[Input data Boundary: Start]

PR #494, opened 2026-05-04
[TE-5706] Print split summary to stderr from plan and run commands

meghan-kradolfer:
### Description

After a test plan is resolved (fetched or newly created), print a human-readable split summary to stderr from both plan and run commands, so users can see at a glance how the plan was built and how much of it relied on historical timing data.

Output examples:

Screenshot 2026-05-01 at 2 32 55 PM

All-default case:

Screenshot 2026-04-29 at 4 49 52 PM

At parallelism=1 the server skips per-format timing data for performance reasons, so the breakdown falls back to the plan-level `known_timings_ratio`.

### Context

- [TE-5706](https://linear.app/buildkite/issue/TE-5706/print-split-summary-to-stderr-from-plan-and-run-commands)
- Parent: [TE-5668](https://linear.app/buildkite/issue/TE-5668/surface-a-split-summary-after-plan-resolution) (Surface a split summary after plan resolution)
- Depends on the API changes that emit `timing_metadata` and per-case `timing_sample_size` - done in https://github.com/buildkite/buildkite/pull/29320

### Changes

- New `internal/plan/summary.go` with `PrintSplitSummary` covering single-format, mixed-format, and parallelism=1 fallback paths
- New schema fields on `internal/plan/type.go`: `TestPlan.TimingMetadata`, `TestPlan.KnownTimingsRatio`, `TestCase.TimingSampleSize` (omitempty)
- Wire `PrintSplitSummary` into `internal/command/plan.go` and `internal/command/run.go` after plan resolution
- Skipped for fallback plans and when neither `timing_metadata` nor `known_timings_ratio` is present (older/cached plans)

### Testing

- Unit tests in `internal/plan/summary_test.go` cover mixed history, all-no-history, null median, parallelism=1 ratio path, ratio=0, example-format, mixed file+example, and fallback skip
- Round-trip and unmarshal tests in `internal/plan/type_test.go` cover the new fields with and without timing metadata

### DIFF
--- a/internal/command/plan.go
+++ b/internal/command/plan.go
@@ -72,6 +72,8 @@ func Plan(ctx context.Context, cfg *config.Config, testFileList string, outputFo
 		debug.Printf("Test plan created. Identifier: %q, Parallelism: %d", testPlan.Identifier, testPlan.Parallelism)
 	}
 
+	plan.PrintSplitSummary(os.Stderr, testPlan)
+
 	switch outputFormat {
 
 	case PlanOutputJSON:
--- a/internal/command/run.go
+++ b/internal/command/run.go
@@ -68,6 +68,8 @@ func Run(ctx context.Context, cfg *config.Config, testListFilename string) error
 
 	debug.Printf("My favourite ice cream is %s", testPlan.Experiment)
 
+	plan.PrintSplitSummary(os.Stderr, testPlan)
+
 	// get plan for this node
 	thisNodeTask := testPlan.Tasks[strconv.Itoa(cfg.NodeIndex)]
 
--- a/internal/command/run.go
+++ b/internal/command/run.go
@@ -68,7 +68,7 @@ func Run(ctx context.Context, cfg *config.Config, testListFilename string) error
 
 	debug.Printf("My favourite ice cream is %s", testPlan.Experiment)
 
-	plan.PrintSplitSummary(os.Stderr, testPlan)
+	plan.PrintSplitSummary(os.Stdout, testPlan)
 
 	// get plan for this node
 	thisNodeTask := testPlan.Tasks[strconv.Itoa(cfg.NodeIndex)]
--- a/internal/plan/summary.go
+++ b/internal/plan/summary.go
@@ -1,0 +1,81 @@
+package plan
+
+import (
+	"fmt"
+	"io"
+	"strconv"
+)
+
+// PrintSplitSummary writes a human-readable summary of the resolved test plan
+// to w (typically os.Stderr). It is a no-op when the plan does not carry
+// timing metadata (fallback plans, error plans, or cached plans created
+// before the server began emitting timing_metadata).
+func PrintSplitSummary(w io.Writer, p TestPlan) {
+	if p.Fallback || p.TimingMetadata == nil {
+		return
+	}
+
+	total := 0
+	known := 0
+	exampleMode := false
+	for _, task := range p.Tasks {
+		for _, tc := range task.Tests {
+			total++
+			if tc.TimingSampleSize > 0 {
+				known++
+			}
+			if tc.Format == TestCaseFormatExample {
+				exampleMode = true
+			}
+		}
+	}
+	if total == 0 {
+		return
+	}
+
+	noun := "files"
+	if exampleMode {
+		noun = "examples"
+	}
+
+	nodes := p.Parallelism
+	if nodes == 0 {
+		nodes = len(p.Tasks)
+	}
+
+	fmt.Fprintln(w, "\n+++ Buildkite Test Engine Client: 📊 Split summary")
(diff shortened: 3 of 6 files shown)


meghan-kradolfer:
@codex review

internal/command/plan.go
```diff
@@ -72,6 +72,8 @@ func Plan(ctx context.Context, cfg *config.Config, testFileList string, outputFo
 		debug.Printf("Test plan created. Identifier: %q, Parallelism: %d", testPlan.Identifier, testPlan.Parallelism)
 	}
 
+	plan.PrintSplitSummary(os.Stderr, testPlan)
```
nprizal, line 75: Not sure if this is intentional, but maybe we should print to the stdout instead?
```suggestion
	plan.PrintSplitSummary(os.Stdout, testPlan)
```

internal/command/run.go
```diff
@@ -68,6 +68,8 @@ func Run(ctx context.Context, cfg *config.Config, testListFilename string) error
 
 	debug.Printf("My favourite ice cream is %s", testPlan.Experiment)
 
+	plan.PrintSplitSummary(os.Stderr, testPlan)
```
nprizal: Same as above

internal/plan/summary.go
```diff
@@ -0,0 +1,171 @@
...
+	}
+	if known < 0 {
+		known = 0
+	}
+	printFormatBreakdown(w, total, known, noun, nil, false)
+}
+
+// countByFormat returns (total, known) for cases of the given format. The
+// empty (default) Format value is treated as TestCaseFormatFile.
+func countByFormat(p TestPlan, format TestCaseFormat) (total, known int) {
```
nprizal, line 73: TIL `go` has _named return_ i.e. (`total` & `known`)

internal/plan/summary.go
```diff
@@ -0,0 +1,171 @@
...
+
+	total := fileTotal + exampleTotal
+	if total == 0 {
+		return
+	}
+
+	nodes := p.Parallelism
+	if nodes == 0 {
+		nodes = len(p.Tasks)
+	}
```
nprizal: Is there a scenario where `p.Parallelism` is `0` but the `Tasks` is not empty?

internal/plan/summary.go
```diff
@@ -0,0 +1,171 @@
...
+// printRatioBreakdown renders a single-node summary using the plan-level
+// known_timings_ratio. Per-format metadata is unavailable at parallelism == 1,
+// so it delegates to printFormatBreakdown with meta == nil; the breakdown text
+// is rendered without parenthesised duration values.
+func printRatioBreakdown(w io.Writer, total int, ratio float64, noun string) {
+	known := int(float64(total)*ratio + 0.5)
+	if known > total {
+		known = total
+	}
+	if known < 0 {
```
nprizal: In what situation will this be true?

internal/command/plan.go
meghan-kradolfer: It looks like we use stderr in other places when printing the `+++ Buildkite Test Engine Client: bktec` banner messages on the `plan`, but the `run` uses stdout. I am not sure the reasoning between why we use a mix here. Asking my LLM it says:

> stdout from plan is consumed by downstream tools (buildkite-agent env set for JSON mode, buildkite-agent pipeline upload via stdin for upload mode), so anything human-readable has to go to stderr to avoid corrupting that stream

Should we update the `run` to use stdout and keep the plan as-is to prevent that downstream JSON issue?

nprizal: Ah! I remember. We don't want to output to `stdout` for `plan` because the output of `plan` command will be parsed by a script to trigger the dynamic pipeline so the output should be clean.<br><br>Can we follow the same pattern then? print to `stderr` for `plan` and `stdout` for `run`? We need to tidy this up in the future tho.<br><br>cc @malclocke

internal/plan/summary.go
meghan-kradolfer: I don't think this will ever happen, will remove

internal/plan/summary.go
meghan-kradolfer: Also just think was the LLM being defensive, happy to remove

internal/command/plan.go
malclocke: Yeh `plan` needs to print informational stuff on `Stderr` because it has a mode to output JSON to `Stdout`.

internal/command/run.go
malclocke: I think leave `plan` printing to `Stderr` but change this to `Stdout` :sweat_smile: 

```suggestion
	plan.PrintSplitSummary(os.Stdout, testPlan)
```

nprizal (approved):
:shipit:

[Input data Boundary: End]
[Input data Boundary: Start]

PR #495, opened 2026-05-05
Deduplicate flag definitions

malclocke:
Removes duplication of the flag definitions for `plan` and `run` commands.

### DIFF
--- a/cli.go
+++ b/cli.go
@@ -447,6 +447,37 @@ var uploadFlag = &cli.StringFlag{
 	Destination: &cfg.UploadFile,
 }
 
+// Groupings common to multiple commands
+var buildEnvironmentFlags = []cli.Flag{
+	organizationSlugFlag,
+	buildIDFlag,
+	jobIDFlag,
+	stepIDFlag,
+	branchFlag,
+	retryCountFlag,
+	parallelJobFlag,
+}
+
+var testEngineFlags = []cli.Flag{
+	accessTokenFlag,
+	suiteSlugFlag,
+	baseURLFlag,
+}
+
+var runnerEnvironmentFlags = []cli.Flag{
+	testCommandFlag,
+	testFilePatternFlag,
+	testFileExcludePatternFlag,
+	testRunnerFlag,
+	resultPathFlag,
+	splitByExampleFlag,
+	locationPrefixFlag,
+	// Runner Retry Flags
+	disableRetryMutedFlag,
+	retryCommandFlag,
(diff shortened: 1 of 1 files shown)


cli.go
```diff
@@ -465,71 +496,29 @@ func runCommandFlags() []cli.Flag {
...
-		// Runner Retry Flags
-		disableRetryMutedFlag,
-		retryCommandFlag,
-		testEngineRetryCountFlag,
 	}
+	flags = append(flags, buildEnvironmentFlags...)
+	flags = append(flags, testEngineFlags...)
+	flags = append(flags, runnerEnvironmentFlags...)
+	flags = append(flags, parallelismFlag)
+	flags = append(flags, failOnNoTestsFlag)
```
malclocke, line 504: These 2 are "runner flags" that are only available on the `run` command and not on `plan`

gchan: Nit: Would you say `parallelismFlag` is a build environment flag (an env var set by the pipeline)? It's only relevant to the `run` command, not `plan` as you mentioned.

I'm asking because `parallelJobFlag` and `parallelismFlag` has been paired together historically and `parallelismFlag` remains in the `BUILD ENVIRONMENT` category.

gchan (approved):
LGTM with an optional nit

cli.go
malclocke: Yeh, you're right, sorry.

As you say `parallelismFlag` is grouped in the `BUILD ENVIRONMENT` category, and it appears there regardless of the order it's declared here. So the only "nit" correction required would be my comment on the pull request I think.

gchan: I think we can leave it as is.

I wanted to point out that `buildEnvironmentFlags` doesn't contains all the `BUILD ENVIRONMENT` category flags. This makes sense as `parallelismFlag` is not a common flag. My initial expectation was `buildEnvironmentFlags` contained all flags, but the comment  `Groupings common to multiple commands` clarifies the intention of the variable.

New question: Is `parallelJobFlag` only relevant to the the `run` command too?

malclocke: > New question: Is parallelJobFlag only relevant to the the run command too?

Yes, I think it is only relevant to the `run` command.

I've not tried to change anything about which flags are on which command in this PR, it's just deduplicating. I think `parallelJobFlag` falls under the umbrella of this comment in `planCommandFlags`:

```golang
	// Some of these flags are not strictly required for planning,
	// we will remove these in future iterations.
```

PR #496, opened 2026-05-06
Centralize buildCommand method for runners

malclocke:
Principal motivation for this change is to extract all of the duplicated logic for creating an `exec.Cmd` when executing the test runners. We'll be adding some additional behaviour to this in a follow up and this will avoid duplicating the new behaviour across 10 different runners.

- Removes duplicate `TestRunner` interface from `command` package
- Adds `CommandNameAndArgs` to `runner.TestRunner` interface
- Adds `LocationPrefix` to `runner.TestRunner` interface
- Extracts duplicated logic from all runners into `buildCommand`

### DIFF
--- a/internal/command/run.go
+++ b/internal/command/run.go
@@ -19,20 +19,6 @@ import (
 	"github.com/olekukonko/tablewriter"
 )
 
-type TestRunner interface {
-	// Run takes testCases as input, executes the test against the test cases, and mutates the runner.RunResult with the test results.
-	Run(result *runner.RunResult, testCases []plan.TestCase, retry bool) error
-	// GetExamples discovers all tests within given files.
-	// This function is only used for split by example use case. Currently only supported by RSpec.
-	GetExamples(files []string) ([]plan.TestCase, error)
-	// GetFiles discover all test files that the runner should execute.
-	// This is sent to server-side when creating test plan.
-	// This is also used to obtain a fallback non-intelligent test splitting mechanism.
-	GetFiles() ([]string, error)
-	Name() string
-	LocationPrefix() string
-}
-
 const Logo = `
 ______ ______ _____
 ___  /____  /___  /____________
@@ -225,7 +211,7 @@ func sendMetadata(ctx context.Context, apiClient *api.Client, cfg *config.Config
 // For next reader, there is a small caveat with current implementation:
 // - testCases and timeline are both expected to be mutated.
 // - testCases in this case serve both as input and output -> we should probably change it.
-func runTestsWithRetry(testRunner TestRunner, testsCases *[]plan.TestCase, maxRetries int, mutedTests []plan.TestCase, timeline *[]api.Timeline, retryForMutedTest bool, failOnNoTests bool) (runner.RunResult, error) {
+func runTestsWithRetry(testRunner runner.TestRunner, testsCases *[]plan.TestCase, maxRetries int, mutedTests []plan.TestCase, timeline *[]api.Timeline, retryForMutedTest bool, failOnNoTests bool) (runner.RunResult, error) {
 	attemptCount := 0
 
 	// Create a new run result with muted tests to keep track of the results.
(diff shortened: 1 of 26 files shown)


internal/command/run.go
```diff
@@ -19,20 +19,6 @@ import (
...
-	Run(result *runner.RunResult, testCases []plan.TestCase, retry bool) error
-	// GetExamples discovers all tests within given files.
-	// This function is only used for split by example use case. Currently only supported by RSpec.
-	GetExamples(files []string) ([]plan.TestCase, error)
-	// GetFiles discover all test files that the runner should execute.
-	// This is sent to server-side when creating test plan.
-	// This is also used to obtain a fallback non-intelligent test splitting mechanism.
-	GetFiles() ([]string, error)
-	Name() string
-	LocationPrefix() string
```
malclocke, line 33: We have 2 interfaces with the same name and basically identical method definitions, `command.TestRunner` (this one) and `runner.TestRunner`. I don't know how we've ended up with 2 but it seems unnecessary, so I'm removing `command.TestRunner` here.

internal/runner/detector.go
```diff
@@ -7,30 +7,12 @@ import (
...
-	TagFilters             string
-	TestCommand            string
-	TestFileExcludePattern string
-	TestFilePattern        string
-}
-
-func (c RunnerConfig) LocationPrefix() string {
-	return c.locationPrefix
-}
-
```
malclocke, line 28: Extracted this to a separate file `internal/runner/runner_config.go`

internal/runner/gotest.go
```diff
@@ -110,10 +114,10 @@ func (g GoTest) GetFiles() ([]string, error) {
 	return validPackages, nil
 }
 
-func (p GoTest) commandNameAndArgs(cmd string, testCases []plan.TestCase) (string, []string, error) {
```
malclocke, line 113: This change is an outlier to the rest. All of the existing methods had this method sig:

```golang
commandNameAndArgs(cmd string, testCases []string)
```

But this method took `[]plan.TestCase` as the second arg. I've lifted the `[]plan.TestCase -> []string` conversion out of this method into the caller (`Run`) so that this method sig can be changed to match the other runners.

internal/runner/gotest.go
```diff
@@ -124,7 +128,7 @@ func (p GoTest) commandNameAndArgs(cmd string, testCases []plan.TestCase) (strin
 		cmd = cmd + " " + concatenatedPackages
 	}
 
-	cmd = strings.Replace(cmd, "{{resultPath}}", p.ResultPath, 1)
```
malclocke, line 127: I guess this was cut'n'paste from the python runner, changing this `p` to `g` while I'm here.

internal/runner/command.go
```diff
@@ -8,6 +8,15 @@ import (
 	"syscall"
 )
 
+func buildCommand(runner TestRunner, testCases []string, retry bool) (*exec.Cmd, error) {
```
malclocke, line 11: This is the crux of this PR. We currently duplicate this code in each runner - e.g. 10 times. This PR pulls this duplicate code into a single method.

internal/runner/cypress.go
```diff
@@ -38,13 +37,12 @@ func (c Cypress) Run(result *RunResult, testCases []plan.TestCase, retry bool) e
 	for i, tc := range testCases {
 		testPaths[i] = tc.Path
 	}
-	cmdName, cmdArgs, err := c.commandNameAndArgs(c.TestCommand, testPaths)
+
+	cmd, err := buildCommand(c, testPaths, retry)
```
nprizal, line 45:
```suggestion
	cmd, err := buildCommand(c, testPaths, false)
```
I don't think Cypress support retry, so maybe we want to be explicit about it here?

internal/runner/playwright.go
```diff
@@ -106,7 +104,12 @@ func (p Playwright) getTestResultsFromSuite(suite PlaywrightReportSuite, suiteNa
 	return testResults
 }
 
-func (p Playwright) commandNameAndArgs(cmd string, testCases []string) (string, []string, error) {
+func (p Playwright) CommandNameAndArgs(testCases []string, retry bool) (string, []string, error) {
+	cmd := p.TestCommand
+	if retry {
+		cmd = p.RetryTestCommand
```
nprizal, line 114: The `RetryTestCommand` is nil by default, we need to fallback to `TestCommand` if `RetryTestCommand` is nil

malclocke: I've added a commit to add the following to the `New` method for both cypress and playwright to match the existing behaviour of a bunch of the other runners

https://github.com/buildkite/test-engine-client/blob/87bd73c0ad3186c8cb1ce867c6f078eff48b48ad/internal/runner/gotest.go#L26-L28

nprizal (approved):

[Input data Boundary: End]

Work required =
Count the lines above that contain the word "duplicated". Write only the number.

Reply to the task =
2